Co więcej, dzisiejsza publiczność nie tylko dociera do sztuki poprzez teatr. Spotyka się również ze sceną na TikToku, YouTube, Facebooku czy Instagramie. Historia „Sen Chi Pheo” rozprzestrzeniła się szeroko na platformach cyfrowych, notując miliony wyświetleń fragmentów, co jest tego wyraźnym dowodem. Dzięki efektywnemu wykorzystaniu multimediów, scena nie ogranicza się już do czterech ścian teatru, ale może dotrzeć do publiczności w dowolnym miejscu.
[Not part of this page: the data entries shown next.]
PR #2300, opened 2023-01-31
Issue 2299/ddos protection

JakubFornadel:

### DIFF
--- a/libraries/core_libs/network/src/tarcap/taraxa_capability.cpp
+++ b/libraries/core_libs/network/src/tarcap/taraxa_capability.cpp
@@ -331,18 +331,21 @@ void TaraxaCapability::interpretCapabilityPacket(std::weak_ptr<dev::p2p::Session
     return;
   }
 
+  const auto [hp_queue_size, mp_queue_size, lp_queue_size] = thread_pool_->getQueueSize();
+  const size_t tp_queue_size = hp_queue_size + mp_queue_size + lp_queue_size;
+
   // Check max allowed packets queue size
   if (kConf.network.ddos_protection.max_packets_queue_size) {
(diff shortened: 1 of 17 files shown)


libraries/core_libs/network/src/tarcap/taraxa_capability.cpp
```diff
@@ -331,18 +331,21 @@ void TaraxaCapability::interpretCapabilityPacket(std::weak_ptr<dev::p2p::Session
...
+  const size_t tp_queue_size = hp_queue_size + mp_queue_size + lp_queue_size;
+
   // Check max allowed packets queue size
   if (kConf.network.ddos_protection.max_packets_queue_size) {
-    const auto [hp_queue_size, mp_queue_size, lp_queue_size] = thread_pool_->getQueueSize();
-    if (hp_queue_size + mp_queue_size + lp_queue_size > kConf.network.ddos_protection.max_packets_queue_size) {
+    if (tp_queue_size > kConf.network.ddos_protection.max_packets_queue_size) {
       LOG(log_wr_) << "Ignored " << convertPacketTypeToString(packet_type) << ". Max allowed packets queue size "
-                   << kConf.network.ddos_protection.max_packets_queue_size << " exceeded";
+                   << kConf.network.ddos_protection.max_packets_queue_size << " exceeded: " << tp_queue_size;
```
mfrankovi, line 341: I don't think we should ever ignore packets. This can have other consequences later on and throw different errors. If our queue size is too big I think we should start disconnecting nodes with most traffic and not ignore packets.

JakubFornadel: @mfrankovi fixed

mfrankovi (approved):

PR #2315, opened 2023-02-13
chore: dag production dependent on stake

mfrankovi:
VRF threshold is created for each stake vote. Minimal vote threshold is chosen for the node. This makes dag blocks production dependent on stake without increasing the occurrence of stale blocks.

Default threshold_upper value is reduced because the initial high value causes too many blocks to be produces when new network is starting.

Efficiency of 50% is chosen for target. With efficiency of 70% and the new algorithm stale block although rare would appear more often.

For minimum difficulty always propose a dag block even if someone has just produced the block of the same level. Since minimum difficulty calculates quickly there is still a big chance for a reward.

Sending transactions and dag block always in same order would give advantage to the node that receives it first. This is specially true if faucet is used for most of the transactions. Add random order when gossiping transactions and dag blocks.


libraries/common/include/common/vrf_wrapper.hpp
```diff
@@ -54,7 +54,22 @@ class VrfSortitionBase {
...
  private:
-  void thresholdFromOutput() const { threshold_ = (((uint16_t)output_[1] << 8) | output_[0]); }
+  void thresholdFromOutput(uint16_t stake) const {
+    threshold_ = (((uint16_t)output_[1] << 8) | output_[0]);
+    if (stake > 1) {
+      uint16_t min_threshold = threshold_;
+      uint16_t threshold_candidate = threshold_;
+      // Generate sequence of thresholds using simple generator with original threshold as seed
+      for (uint16_t stake_counter = 1; stake_counter < stake; stake_counter++) {
+        const uint32_t a = 48271;  // Multiplier term used by C++11's minstd_rand
```
kstdl, line 64: I think it shouldn't be inside of this for cycle. And why is it uint32_t result of its multiplication assigns to uint16_t? I think it should be also uint16_t

libraries/vdf/include/vdf/sortition.hpp
```diff
@@ -62,11 +62,14 @@ class VdfSortition : public vrf_wrapper::VrfSortitionBase {
...
       "9f9330e44715b3f2066f903081836c1c83ca29126f8fdc5f5922bf3f9ddb4540171691ac"
       "cc1ef6a34b2a804a18159c89c39b16edee2ede35");
-  bool verifyVrf(const vrf_pk_t& pk, const bytes& vrf_input) const;
+  bool verifyVrf(const vrf_pk_t& pk, const bytes& vrf_input, uint16_t stake) const;
 
   std::pair<bytes, bytes> vdf_sol_;
   unsigned long vdf_computation_time_ = 0;
   uint16_t difficulty_ = 0;
+  // Stake is divided by 1/1000 or 0.1%
+  static const uint32_t kStakeDivider = 1000;
```
kstdl, line 71: Isn't `kVotesMultiplier` name fits better here?

libraries/vdf/include/vdf/sortition.hpp
```diff
@@ -62,11 +62,14 @@ class VdfSortition : public vrf_wrapper::VrfSortitionBase {
       "9aee2a207e5173a7ee8f90ee9ab9b6a745d27c6e850e7ca7332388dfef7e5bbe6267d1f7"
       "9f9330e44715b3f2066f903081836c1c83ca29126f8fdc5f5922bf3f9ddb4540171691ac"
       "cc1ef6a34b2a804a18159c89c39b16edee2ede35");
-  bool verifyVrf(const vrf_pk_t& pk, const bytes& vrf_input) const;
+  bool verifyVrf(const vrf_pk_t& pk, const bytes& vrf_input, uint16_t stake) const;
```
kstdl, line 65: stake isn't really stake here, but some value proportional to votes/total_votes. I was a little bit confused with it first time because thought that we are passing real stake and should be iterating too much because of it

mfrankovi: It is stake in promil (part per thousand). I did it this way because I wanted it to not depend on total number of votes and act similar if total votes count is small or large.

kstdl: But you are passing `vote_count * kStakeDivider / total_vote_count` here. So it is not related to stake, but to votes count. Or am I missing something?

libraries/vdf/include/vdf/sortition.hpp
mfrankovi: It defines that I am using stakes in "part per thousand". The total stake, all votes counts are divided per thousand so I think divider is a better name. This is why I called it that way. Maybe simply kPartPerThousandDivider?

libraries/common/include/common/vrf_wrapper.hpp
mfrankovi: yes, I will move it out and change to uint16_t

kstdl (approved):

JakubFornadel (approved):

PR #2322, opened 2023-02-15
fix: incorrect binary for rpc_test in ctest

kstdl:
Fix incorrect binary in ctest for `rpc_test`. So we didn't executed this at all during ctest runs


JakubFornadel (approved):

kstdl:
Also included fix for gas values in `RPCTest.eth_estimateGas`

PR #2331, opened 2023-02-17
chore: fix crash on getting account from future blocks

MatusKysel:


kstdl (approved):

JakubFornadel (approved):

justinsnapp:
@MatusKysel  we want to also update mainnet and testnet with this fix right?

Kolejnym kluczowym czynnikiem są ludzie. Artyści muszą odważyć się na innowacje i wyjść poza swoją strefę komfortu. Jak mówi artystka Ly Chi Huy, międzynarodowa współpraca nie tylko pomaga zdobyć doświadczenie, ale także otwiera nowe perspektywy, aby przybliżyć scenę młodym ludziom. Jednak same wysiłki artystów nie wystarczą. Potrzebne jest wsparcie agencji zarządzania kulturą, mediów i długofalowej strategii budowania relacji z publicznością.
Co ważniejsze, teatr nie może poprzestać na konserwacji. Musi być postrzegany jako produkt kulturowy i turystyczny, kojarzony z wizerunkiem Hanoi, Ho Chi Minh City czy głównych ośrodków kulturalnych. Kiedy sztuka stanie się artystyczną „markę” miasta, nie tylko przyciągnie publiczność krajową, ale może również przyczynić się do promocji wizerunku Wietnamu na arenie międzynarodowej.
Innymi słowy, światło sceny może świecić długo tylko wtedy, gdy zachowa swojego pierwotnego ducha i będzie śmiało wprowadzać innowacje; będzie szanować swoje dziedzictwo i podążać za duchem czasu. Kiedy młodzi widzowie odnajdą w nim empatię, staną się jego następcami, pomagając scenie nie tylko istnieć jako wspomnienie, ale także żyć w teraźniejszości.